I’ve mentioned in the past that I often divide finales/endings, at least of mass media, into two broad categories: the “Everybody goes their separate ways” ending and the “The adventure continues” ending. They’re both equally valid, conceptually, and the former is frequently the right narrative choice for a broad spectrum of stories; sometimes a piece of fiction ends in a place where characters have no choice other than to separate, but that doesn’t mean that I’m not sometimes bummed out by them. They can’t all be “God bless the brick house that was!
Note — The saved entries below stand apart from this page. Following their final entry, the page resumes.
PR #5941, opened 2025-12-19
feat: Output images in grouped checklists

ianjon3s:
## What does this PR do?

- Updates expandable checklists to output images
- Also adds image output to "exclusive" option

**Testing:**
https://5941.planx.pizza/a-new-team/checklists/preview

### DIFF
--- a/apps/editor.planx.uk/src/@planx/components/shared/BaseChecklist/Public/components/ExclusiveChecklistItem.tsx
+++ b/apps/editor.planx.uk/src/@planx/components/shared/BaseChecklist/Public/components/ExclusiveChecklistItem.tsx
@@ -3,6 +3,7 @@ import Grid from "@mui/material/Grid";
 import Typography from "@mui/material/Typography";
 import { visuallyHidden } from "@mui/utils";
 import { Option } from "@planx/components/Option/model";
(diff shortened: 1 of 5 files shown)


DafyddLlyr (changes requested):
This does work as expected, but is a little bit of an anti-pattern I think. We're prop-drilling `hasImages` into multiple components when we could reach for `getLayout()` as we always have the associated `option` or `groupedOptions`. There's a potential here for bugs as we have two (possibly diverging) sources of truth - how should a component render where `hasImages={true}` but there are no `img` properties, or vice-versa?

Our current layouts consist of - 

https://github.com/theopensystemslab/planx-new/blob/893bdf6c9893def9489c39be827506c1870bb1ee/apps/editor.planx.uk/src/%40planx/components/shared/BaseChecklist/model.ts#L26-L30

This PR would mean that this list is no longer a discrete description of the possible layouts - we can have grouped layouts with and without images.

I'd recommend taking a look at a solution which introduces a new layout, and updates the logic of `getLayout()` to reflect this.

ianjon3s:
Thanks for the feedback @DafyddLlyr, I have introduced a new layout `GroupedImages`, ensuring `getLayout()` works from a single source of truth for layout options

PR #5943, opened 2025-12-19
chore: update latest records and sync `published_flows.service_charge_enabled`

jessicamcinchak:
Follows on from #5932


apps/hasura.planx.uk/migrations/default/1766154999152_update_published_flows_service_charge_enabled/up.sql
```diff
@@ -0,0 +1,8 @@
+UPDATE published_flows pf
+SET service_charge_enabled = jsonb_path_exists(data, '$.* ? (@.data.applyServiceCharge == true)')
+FROM (
+    SELECT DISTINCT ON (flow_id) id
+    FROM published_flows
+    ORDER BY flow_id, created_at DESC
+) AS latest
+WHERE pf.id = latest.id;
```
jessicamcinchak: Locally, this snippet returns 0 records "before" `UPDATE` and 15 records "after" for me :heavy_check_mark:  
```
select count(id) from published_flows where service_charge_enabled = true;
```

PR #5945, opened 2025-12-29
feat: show analytics at the team level

zz-hh-aa:
This PR checks if a team has any `online` services and, if so, renders analytics in `teamLayoutRoutes`.
___

**Local testing**
- Change `production` to `development` in line 42 `apps/editor.planx.uk/src/pages/FlowEditor/lib/store/settings.ts` and analytics should be active on the team page for teams that have _any_ online service


apps/editor.planx.uk/src/pages/FlowEditor/lib/store/settings.ts
```diff
@@ -122,7 +127,7 @@ export const settingsStore: StateCreator<
 
     const analyticsLink =
       environment === "production" && dashboardId
-        ? generateAnalyticsLink({
+        ? generateFlowAnalyticsLink({
```
zz-hh-aa: Renamed this since we have two types of analytics links now.

PR #5961, opened 2026-01-05
fix(ci/e2e): Improve Hasura startup reliability (+ logging)

DafyddLlyr:
## What's the problem?
Many PRs fail at the integrations test, e2e test, or Vultr create steps. This is happening as when `start-containers-for-tests.sh` runs, Hasura fails as unhealthy. On a retry this will sometimes pass, and sometimes fail. This issue can be recreated locally by running the following from the root dir - 

```bash
# Clean slate
pnpm destroy

# Run test script
pnpm tests
```

Locally, this gives me the same inconsistent results - sometimes it spins up without issues, sometimes it fails.

## What's the cause?
From the logs it appears to be an issue with migrations timing out - we now have more and more migrations to run, and it's possible that the GHA runner / Vultr instance is struggling to complete these within the given time. This isn't an issue on staging and prod as we're always just running the few most recent migrations at a time, not all at once when building the app from scratch.

## What's the solution?
 - Bump timeouts for startup and healthcheck
 - Save logs locally on failure (currently only API logs are retained - this makes debugging Hasura failures a frustrating timing-based action when the container is spinning up)
   - Logs can also be accessed via Pizzas now
   - We could work to expose these as artifacts in GHA for failed integration or e2e test steps if it seems worthwhile
 - Add explicit `public` prefixes to views - the postgres container on `main` shows that this is a problem on startup - possibly causing further issues with timeouts / re-runs? We've seen this before as an intermittent problem - something to bare in mind for future PR reviews of Hasura migrations.
 
## To test...
I can now locally run `pnpm destroy` and `pnpm tests` back-to-back multiple times without hitting health issues with Hasura. Hopefully the same will be true on this PR...!

Regression and integreation tests all passing on this branch ✅ https://github.com/theopensystemslab/planx-new/actions/runs/20785199932/job/59692664136

### DIFF
--- a/docker-compose.yml
+++ b/docker-compose.yml
@@ -73,7 +73,7 @@ services:
     restart: unless-stopped
     environment:
       HASURA_GRAPHQL_MIGRATIONS_SERVER_TIMEOUT: 90
-      HASURA_GRAPHQL_NO_OF_RETRIES: 20
+      HASURA_GRAPHQL_NO_OF_RETRIES: 15
       HASURA_GRAPHQL_ADMIN_SECRET: ${HASURA_GRAPHQL_ADMIN_SECRET}
       HASURA_GRAPHQL_CORS_DOMAIN: http://localhost:${API_PORT}, http://localhost:${HASURA_CONSOLE_PORT}, http://localhost:3000, http://api:${API_PORT}, http://localhost:${HASURA_PROXY_PORT}/v1/graphql, ${LPS_URL_EXT}, https://*.planx.uk, https://*.planx.dev, https://*.planx.pizza, https://*.gov.uk, https://planx-website.webflow.io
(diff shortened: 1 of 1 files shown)


docker-compose.yml
```diff
@@ -63,14 +63,17 @@ services:
...
+      timeout: 5s
+      retries: 15
+      start_period: 60s
     volumes:
       - "./apps/hasura.planx.uk/metadata:/hasura-metadata"
       - "./apps/hasura.planx.uk/migrations:/hasura-migrations"
     restart: unless-stopped
     environment:
+      HASURA_GRAPHQL_MIGRATIONS_SERVER_TIMEOUT: 90
+      HASURA_GRAPHQL_NO_OF_RETRIES: 20
```
jessicamcinchak: You've bumped `retries: 15` above, but `20` here - what exactly is the difference? Should they stay in sync?

PR #5964, opened 2026-01-06
fix(editor): Add Node events polyfill for ShareDB

DafyddLlyr:
## What's the problem?
The frontend build succeeds, but the app fails with the following error - 

image

This is present in both the built code, as well as when running in dev mode. 

## What's the cause?
In dev mode the error points to ShareDB, specifically this issue - https://github.com/share/sharedb/pull/598#issuecomment-1451557704

```
browser-external:events:9 Module "events" has been externalized for browser compatibility. Cannot access "events.EventEmitter" in client code. See http://vitejs.dev/guide/troubleshooting.html#module-externalized-for-browser-compatibility for more details.
```

The underlying issue here is that ShareDB is relying on Node polyfills being provided (see https://github.com/share/sharedb/issues/255).

## What's the solution?
[The ShareDB docs](https://github.com/curran/sharedb/blob/36513407b84e195fd81e93109ac4e707b1230cf5/examples/counter-json1-vite/main.js#L3) suggest using [sharedb-client-browser](https://www.npmjs.com/package/sharedb-client-browser), but I'm keen to not add another dependency here.

Instead, we're handling the polyfills directly ourselves via [vite-plugin-node-polyfills](https://www.npmjs.com/package/vite-plugin-node-polyfills).

Longer term, this might be another reason to consider alternatives to ShareDB (spike already on roadmap).

### DIFF
--- a/apps/editor.planx.uk/package.json
+++ b/apps/editor.planx.uk/package.json
@@ -152,6 +152,7 @@
     "stream-browserify": "^3.0.0",
     "tsconfig-paths-webpack-plugin": "^4.0.1",
     "typescript": "^5.6.2",
+    "vite-plugin-node-polyfills": "^0.24.0",
     "vite-tsconfig-paths": "^5.1.4",
     "vitest": "^3.1.2",
     "vitest-axe": "1.0.0-pre.3"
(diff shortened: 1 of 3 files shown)


zz-hh-aa (approved):
Working locally--functional approval from me here! Thanks for quick fix :)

God bless the brick house that is to be!” This is a definitive finale, and I don’t think it’s a surprise that the ending, despite concluding on an optimistic note, left me a little blue. That’s not to say that there weren’t jokes aplenty here (it took me until about the halfway mark for me to reach a point where it felt right to laugh, despite many gags throughout), but there’s a surge of love for the movie that feels more like people are just happy that there’s a good Marvel movie that everyone went to see rather than interacting with the text directly, because the text is weird in a way that mainstream audiences are normally more squeamish about. There were moments that made me think of Basket Case 2, of all things, which is a strange thing to say about a movie in this larger franchise, owned and operated by a monopolistic media empire. The consensus on this one is positive, and you can count me amongst that number, but at this point, these films have to advocate for themselves or not. This one does.